Q1. Humans have two distinct copies of every autosome (setting aside trisomy 21, etc. for now).

Suppose someone is heterozygous for both variants: they have both an A and a G at rs10005588, and they have both an A and a C at rs12505231. Then there are two haplotype possibilities:

• One copy of chromosome 4 has both As, and the other copy has a G at rs10005588 and a C at rs12505231.
• One copy of chromosome 4 has an A at rs10005588 and a C at rs12505231, and the other copy has a G at rs10005588 and an A at rs12505231.

Many analyses do not care about the difference between these two possibilities--they can ignore 'phase'. However, the --ld computation actually needs a separate frequency estimate for each haplotype.

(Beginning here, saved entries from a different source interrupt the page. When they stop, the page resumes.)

PR #585, opened 2022-03-29
Use category links in Modeling docs

ivarpruijn:
Uses new types of Docusaurus navigation items to directly show the respective overview page for a category, instead of another 'Overview' link in the menu under it.

As an added benefit, this also makes almost all breadcrumb items clickable.


bach/docs/source/index.rst
```diff
@@ -10,7 +10,7 @@ Modeling
     models
 
 .. toctree::
-    :maxdepth: 6
+    :maxdepth: 7
```
ivarpruijn, line 13: Done to generate links in the 'Reference by function' items in the sidebar. Without this, items like 'Attributes and underlying data' don't get any links, as they only have subsections such as 'Axes'.

ivarpruijn (commented):
@jansentom Placed a few comments for relevant things to look at, feel free to ignore the rest.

This is where the CubeX reference (https://bmcbioinformatics.biomedcentral.com/articles/10.1186/1471-2105-8-428 ) comes into play: the solutions of that cubic equation are the local maxima of a commonly used haplotype-frequency likelihood function. PLINK 1.9 --ld reports all the local maxima.

With that said, you're probably most interested in the global maximum; in retrospect, PLINK 1.9 --ld should have labeled that, too. PLINK 2.0 --ld corrects this oversight.

Q2. As mentioned above, PLINK usually doesn't know the actual haplotypes for samples which are heterozygous for both variants. (Exception: you are using PLINK 2 .pgen files constructed from a phased VCF. Note that the Eagle (https://data.broadinstitute.org/alkesgroup/Eagle/ ), SHAPEIT4 (https://odelaneau.github.io/shapeit4/ ), and Beagle (https://faculty.washington.edu/browning/beagle/beagle.html ) software packages can produce pretty good phased VCFs when you don't have any phase information from the original genotyping/sequencing process.) The frequency column displays the haplotype-frequency guesses that PLINK is using.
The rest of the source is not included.